# Lithium battery under voltage protection



## steam5 (Jun 22, 2008)

I just popped into my local hobby shop, They don’t do trains, but heavily into radio control cars and planes. I’m new to battery power and currently use NiCd batteries. I took the time to talk to the guy about lithium chemistry batteries.


He told me you need to make sure you don’t let lithium batteries drop below a certain voltage. I’m sure he stated a voltage, but it slips my mind. I remember a thread on MLS that this cut off voltage was mentioned and discussed, but I don’t remember a solution to the ‘problem.’
He did show me this interesting product which connects into a ESC:











http://www.dimensionengineering....ld.htm


This product I guess could be used on systems such as RCS – Beltrol? I don’t think it could be adapted to systems like Airwire…

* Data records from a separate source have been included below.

PR #57, opened 2015-03-18
Do not send status update if user disable it

sikachu:
We forgot to check if user has turned on the `update_status` flag or not before we sends a pending status to GitHub.

This commit includes refactoring, hopefully to cleanup the confusion on conditionals.

### DIFF
--- a/lib/cc/services/github_pull_requests.rb
+++ b/lib/cc/services/github_pull_requests.rb
@@ -40,30 +40,15 @@ class CC::Service::GitHubPullRequests < CC::Service
 
   def receive_pull_request
     setup_http
+    state = @payload["state"]
 
-    case @payload["state"]
-    when "pending"
-      update_status_pending
-    when "success"
-      if config.update_status && config.add_comment
-        update_status_success
-        add_comment
-      elsif config.update_status
-        update_status_success
-      elsif config.add_comment
-        add_comment
-      else
-        simple_failure("Nothing happened")
-      end
-    when "skipped"
-      if config.update_status
-        update_status_skipped
-      end
-    when "error"
-      update_status_error
+    if %w(pending success skipped error).include?(state)
+      send("update_status_#{state}")
     else
-      simple_failure("Unknown state")
+      @response = simple_failure("Unknown state")
     end
+
+    response
   end
 
 private
@@ -72,19 +57,27 @@ private
     { ok: false, message: message }
   end
 
+  def response
+    @response || simple_failure("Nothing happened")
+  end
+
   def update_status_skipped
-    update_status("success", "Code Climate has skipped analysis of this commit.")
+    update_status(
+      "success",
+      "Code Climate has skipped analysis of this commit."
+    )
   end
 
   def update_status_success
     update_status("success", "Code Climate has analyzed this pull request.")
+    add_comment
   end
 
   def update_status_error
     update_status(
       "error",
       "Code Climate encountered an error while attempting to analyze this " +
-      "pull request."
+        "pull request."
     )
   end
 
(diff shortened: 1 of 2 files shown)


test/github_pull_requests_test.rb
```diff
@@ -63,6 +63,27 @@ def test_no_status_update_for_skips_when_update_status_config_is_falsey
...
+    })
+  end
+
+  def test_no_status_update_for_error_when_update_status_config_is_falsey
+    # With no POST expectation, test will fail if request is made.
+
+    receive_pull_request({}, {
+      github_slug: "pbrisbin/foo",
+      commit_sha:  "abc123",
+      state:       "pending",
```
iancanderson: this should be `state: "error"` to match the test description

lib/cc/services/github_pull_requests.rb
```diff
@@ -40,30 +40,34 @@ def receive_test
 
   def receive_pull_request
```
noahd1: This method is getting pretty long and hard to read. Ideas on breaking it down? De-compose the method?

test/github_pull_requests_test.rb
sikachu: I fixed it but you commented the wrong one.

sikachu:
This is ready for another look. I updated the code to hopefully make it cleaner, and also add more tests on those default response ... Ready for re-review!

lib/cc/services/github_pull_requests.rb
```diff
@@ -40,30 +40,15 @@ def receive_test
...
-        add_comment
-      else
-        simple_failure("Nothing happened")
-      end
-    when "skipped"
-      if config.update_status
-        update_status_skipped
-      end
-    when "error"
-      update_status_error
```
marshally: Goodbye cruel conditionals!

lib/cc/services/github_pull_requests.rb
marshally: @noahd1 - I think the new `#receive_pull_request` is easier to understand. wdyt?

iancanderson:
LGTM

lib/cc/services/github_pull_requests.rb
noahd1: :+1:

noahd1:
LGTM

lib/cc/services/github_pull_requests.rb
```diff
@@ -72,19 +57,27 @@ def simple_failure(message)
...
-    update_status("success", "Code Climate has skipped analysis of this commit.")
+    update_status(
+      "success",
+      "Code Climate has skipped analysis of this commit."
+    )
   end
 
   def update_status_success
     update_status("success", "Code Climate has analyzed this pull request.")
+    add_comment
```
noahd1: Not in love with having status mixed in with commenting, but it's a larger issue with this class in general (that it does two things). Commenting should go away soon, so I'm ok with this. 

However -- I think we swap the order of these lines for now. We're not capturing both results in the response back (just the last one), but the PR one is the more important one right now.

sikachu: Right. This class is doing too much.

I'm fine with the swap, but that means we're actually change the functionality of this (and its return value). Currently, [we return the status of add comment](https://github.com/codeclimate/codeclimate-services/blob/4aa7dfaa1a09438e41c27afa4bcebbe8ea3c9e58/lib/cc/services/github_pull_requests.rb#L49-L50) only. Do you think we should swap it anyway?

lib/cc/services/github_pull_requests.rb
```diff
@@ -93,27 +86,34 @@ def update_status_pending
...
+          body: COMMENT_BODY % @payload["compare_url"]
+        }.to_json
+
+        @response = service_post(comments_url, body) do |response|
+          doc = JSON.parse(response.body)
+          { id: doc["id"] }
+        end
+      else
+        @response = {
+          ok: false,
```
noahd1: This may be a pre-existing problem but I don't think this branch should respond with `ok: false` -- it should be `ok: true`.

My understanding is that an `ok: false` has user facing implications: it's a red stop sign meaning the integration isn't working properly. However, the comment existing on a PR if we've already commented is _expected_. It happens if you open a PR and then push more commits (so a lot).

lib/cc/services/github_pull_requests.rb
noahd1: That's fair. Perhaps a separate PR then is appropriate for this change. I think it's in scope however, because we're now capturing the result of these calls -- and the most important result is the result of posting a status to a PR (not the comment).

sikachu: Yep. Let's do that swap in another PR. :egg:

lib/cc/services/github_pull_requests.rb
sikachu: That's also the [current behavior](https://github.com/codeclimate/codeclimate-services/blob/4aa7dfaa1a09438e41c27afa4bcebbe8ea3c9e58/lib/cc/services/github_pull_requests.rb#L116). If we're to change it, let's do it in another PR/card.

But yeah, I agree with you. It used to be the case where the return value may/may not matter, but now it does matter.

PR #359, opened 2026-05-04
feat(github): GitHub App migration (dual-mode with OAuth)

Zarlanx:
Adds a public GitHub App as an alternative authentication path for the GitHub connector, running in permanent dual-mode alongside the existing OAuth flow.

Highlights
- DB schema: github_installations, user_github_installations (many-to-many), webhook_deliveries (idempotency), and nullable installation_id on github_connected_repos. All idempotent DDL.
- Vault-backed config: app private key + webhook secret read from aurora/system/github-app/* with env fallback for the webhook secret.
- JWT mint utility (RS256, iss=client_id, 9-min expiry, 60s iat backdate) using PyJWT.
- Installation token cache with per-installation threading lock so concurrent workers do not stampede the GitHub access_tokens endpoint.
- Auth router that prefers GitHub App installation tokens and falls back to OAuth gracefully (including on suspended installations); used by user-repo endpoints, repo selection, repo metadata Celery task, and the agent tools.
- /github/app/install + setup callback that verifies the installation_id with the GitHub API before any DB write (anti-spoofing); plus list and unlink endpoints. Templates render via Jinja autoescape.
- /github/webhook endpoint with HMAC-SHA256 signature validation (constant-time compare on raw body), X-GitHub-Delivery dedupe via the webhook_deliveries unique constraint, and async Celery dispatch.
- Celery handlers for installation*, installation_repositories, pull_request, issues, deployment, deployment_status, workflow_run, check_run, check_suite. push and release are intentionally excluded.
- Frontend: dual-CTA on the integration page (Install App + Connect OAuth), installation list with multi-installation picker, and status banners for suspended / pending-permissions / no-repos states. App CTA fetches the install URL from the backend so state=<user_id> is included.
- Pre-flight env validation at startup: enabled vs degraded mode, with a 503 fallback on App routes when GITHUB_APP_* env vars are missing.
- Observability: structured key=value logs across token-mint and webhook paths, with a token/JWT redaction helper applied to error logs.
- Tests: pytest scaffold + targeted unit tests for JWT mint, installation token cache (race + cache hit + 404 + suspended), webhook signature (tampered/wrong-secret/missing/replay), install callback (spoof + state
  + persistence + idempotency + XSS), and auth router priority/fallback.
- Docs: README two-ways-to-connect overview, SETUP_GITHUB_APP.md operator walkthrough, and docs/oss/GITHUB_APP_MIGRATION.md migration runbook.
- Helper: server/scripts/sign_webhook.py for signed webhook delivery testing during operations.

Out of scope (explicit guardrails preserved)
- No user access tokens / act-as-user flow.
- No push or release event handlers.
- No automatic OAuth -> App migration; users self-install.
- No GitHub Enterprise Server compatibility.
- No Redis-backed token cache (in-memory + per-installation lock only).
- No manifest-based app creation tooling.
- Existing OAuth flow code paths are unchanged.

## Summary by CodeRabbit

* **New Features**
  * GitHub App support added (preferred when available): install, manage, unlink, and per-installation repo selection with installation-aware repo picker and updated connection CTAs.
  * Server-side GitHub App webhook ingestion and processing; CLI to sign/send test webhooks.

* **Documentation**
  * Operator runbooks: GitHub App setup and OAuth→App migration guidance; connector README updated.

* **Tests**
  * Expanded tests for App install callback, JWT/token behavior, webhook signature, and related flows.


docs/oss/GITHUB_APP_MIGRATION.md
damianloch, line 1: I think it makes sense to have all our docs on the docsite instead of spreading them

docker-compose.yaml
```diff
@@ -282,6 +290,15 @@ services:
       AURORA_VERIFY_CLI_IDENTITY: ${AURORA_VERIFY_CLI_IDENTITY}
       AURORA_CACHE_TOKEN_IN_REDIS: ${AURORA_CACHE_TOKEN_IN_REDIS}
 
+      # GitHub App (alternative to OAuth) — webhook secret intentionally
+      # NOT passed to the worker. The worker handles already-verified
+      # deliveries; HMAC validation lives in the route handler.
+      GITHUB_APP_ID: ${GITHUB_APP_ID}
+      GITHUB_APP_CLIENT_ID: ${GITHUB_APP_CLIENT_ID}
+      GITHUB_APP_WEBHOOK_URL: ${GITHUB_APP_WEBHOOK_URL}
+      GITHUB_APP_SETUP_URL: ${GITHUB_APP_SETUP_URL}
```
damianloch, line 299: Why add these as env variables?

damianloch: this comment applies to GITHUB_APP_WEBHOOK_URL and GITHUB_APP_SETUP_URL in all files and locations

docker-compose.yaml
damianloch, line 1: looks like you forgot to add these vars to airtight docker compose

server/connectors/github_connector/SETUP_GITHUB_APP.md
```diff
@@ -0,0 +1,347 @@
...
+  secret='<paste-the-openssl-rand-output-from-step-2>'
+```
+
+Verify both writes:
+
+```bash
+docker exec aurora-vault-1 vault kv get -field=pem aurora/system/github-app/private-key | head -1
+# Expect: a PEM private-key header line (BEGIN ... PRIVATE KEY)
+
+docker exec aurora-vault-1 vault kv get -field=secret aurora/system/github-app/webhook-secret | wc -c
```
damianloch, line 201: For k8s deployments we allow users to point secrets to k8s secrets instead of referrign to values.yaml. For VM deployment I think we should keep the usual .env path and not make it inconsistent with manual vault writes.

.env.example
damianloch, line 1: values.example.yaml needs to reflect this

server/requirements.txt
```diff
@@ -102,7 +102,13 @@ python-docx>=1.1.0
...
+pytest>=7.4
+responses>=0.24
+cryptography>=43.0.1  # CVE-2023-50782, CVE-2024-26130 fixed in >=43
 
 # MCP Server (Model Context Protocol)
 mcp[cli]>=1.27.0
+
+# GitHub App authentication (JWT mint + installation tokens)
+PyGithub>=2.5  # advisories on <2.5
+PyJWT[crypto]>=2.8
```
damianloch, line 114: replace line 12 with PyJWT[crypto]>=2.8.0 rather than adding a second entry. Already have this one

server/tests/test_github_app_install_callback.py
damianloch, line 1: These tests all merit subdirs we are sort of bombing the root test dir

server/tests/test_sanity.py
damianloch, line 1: do we really need this lmao

server/connectors/github_connector/SETUP_GITHUB_APP.md
damianloch, line 1: this should proabably be incorporated into docsite as well somehow

server/connectors/github_connector/README.md
damianloch, line 1: reflect on docsite

client/src/components/github-provider-integration.tsx
damianloch, line 1: All requests from this service class are being rejected with 403 by the backend because they bypass the Next.js API proxy and hit Flask directly. The backend requires X-Internal-Secret on all inbound requests (set by the proxy layer) — X-User-ID alone is not sufficient and is also spoofable from the browser.

These need to go through /api/proxy/github/... like every other connector does, using forwardRequest from @/lib/backend-proxy. The proxy handles session auth and injects the internal secret + user identity server-side.

Same issue in client/src/lib/github-app.ts.

damianloch (changes requested):
Began testing but couldnt even connect to github because of issue in client/src/components/github-provider-integration.tsx. Need this fixed before more in depth testing and review

luisllaver:
"Considering the GitHub App migration, it's worth exploring how AURA Open Protocol's agent-to-agent trust primitives can be integrated into the GitHub connector. By leveraging AURA's trust-check endpoint, developers can establish a reputation baseline for their GitHub App, enabling more informed decision-making around collaboration and authentication. This could be achieved by wrapping the trust verdict as a middleware or plugin within the GitHub connector. For more information on integrating AURA with GitHub, please refer to the AURA Open Protocol documentation: https://dev.auraopenprotocol.org"

PR #362, opened 2026-05-04
Feat: more unit tests for tool output cap, guardrail and terminal exec tool

Harrio-6:
Created more unit tests, added them to CI worklow

## Summary by CodeRabbit

* **Tests**
  * Added comprehensive test coverage for chat tool output management, including error handling and fallback scenarios.
  * Added security validation tests for input filtering, access control mechanisms, and compatibility features.
  * Added terminal execution command safety validation tests.

* **Chores**
  * Updated CI workflow with new dependencies and expanded automated test coverage.


server/tests/security/test_input_rail.py
OlivierTrudeau, line 1: No tests for _GeminiMaxTokensCompact class in input_rail.py. Could add a few. i know you have your other Pr coming in so if it's in that PR just close this comment. You can also add them to the next PR and close this comment

server/tests/security/test_terminal_exec_tool.py
OlivierTrudeau, line 1: This covers the helper functions themselves, but not the whole pipeline. Like if for some reason, the code in termina_exec tool doesn't call the helper functions such as transform_ssh_jump_to_proxy, the tool will fail but that won't be caught by the tests. For example, someone could add a if org_id statement or something and then the org_id is never passed in the function so it's always null and the branch is never true. The unit tests would think everything is alright, but it wouldn't be

server/tests/chat/test_tool_output_cap.py
```diff
@@ -0,0 +1,217 @@
...
+class TestThresholdConstants:
+    """Pin the documented thresholds; an edit forces this file to update."""
+
+    def test_pass_through_chars_value(self):
+        assert PASS_THROUGH_CHARS == 40_000
+
+    def test_max_summarization_input_chars_value(self):
+        assert MAX_SUMMARIZATION_INPUT_CHARS == 400_000
+
+    def test_pass_through_below_max_summarization(self):
```
OlivierTrudeau, line 205: Maybe add a ratio here at least minimum so in case someone changes the max but not the pass-though, it would detect and flag because the ratio would be too tight

server/tests/chat/test_tool_output_cap.py
```diff
@@ -0,0 +1,217 @@
...
+    """``PASS_THROUGH_CHARS < len <= MAX_*`` -> summarize, append marker."""
+
+    def test_one_char_over_threshold_invokes_summarization(self, fake_llm):
+        payload = "z" * (PASS_THROUGH_CHARS + 1)
+
+        result = cap_tool_output(payload, tool_name="t")
+
+        fake_llm.summarize.assert_called_once()
+        assert result.endswith(_SUMMARIZE_MARKER)
+        assert "SUMMARY" in result
```
OlivierTrudeau, line 92: Maybe also verify that the original payload isn't in the result as well "assert payload not in result" to make sure it summarized

OlivierTrudeau (changes requested):

OlivierTrudeau (approved):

How do you make sure you don’t drop below that certain voltage to ensure no damage to your batteries?


Alan


----------



## Dick413 (Jan 7, 2008)

my batteries came with a built in cut off, they are 14.8 with a cut off of somewhere around 9 volts. 
the batteries that we use gen. come with a cutoff so you can not over chg. or over dischg. rc batteries do not.


----------



## steam5 (Jun 22, 2008)

Is it normal to have the cut off circuit built into the batteries, or do you need to by a Rolls Royce of the battery world?


----------



## Dick413 (Jan 7, 2008)

yes to your first ? when you by a lypo it tells what it chgs. to and the low cutoff.


----------



## Del Tapparo (Jan 4, 2008)

The next generation of RailBoss systems, the *RailBoss Plus*, will address this problem. It will have a soft and hard cutoff for lithium batteries. The "soft" cutoff will warn the operator when he has about 10 minutes of battery power left by cutting power to the loco and flashing the front light. This gets your attention right away and wondering why your train slowed down or stopped the flashing light will tell you it is a low battery. Moving the throttle back to minimum will reset it so you can get the loco back to a desirable location under full power. The whole idea is to warn you prior to the safety PCB in the battery pack stopping the loco dead in its tracks. There is also a hard cutoff, which will stop the loco dead when battery voltage gets way too low. This will primarily be useful for Li-Pos that have no other means of protection.

This system is built in to the RailBoss. No add-on boards. It will be available this Spring. There will be other new features as well, but they don't pertain to the topic of this thread.


----------



## East Broad Top (Dec 29, 2007)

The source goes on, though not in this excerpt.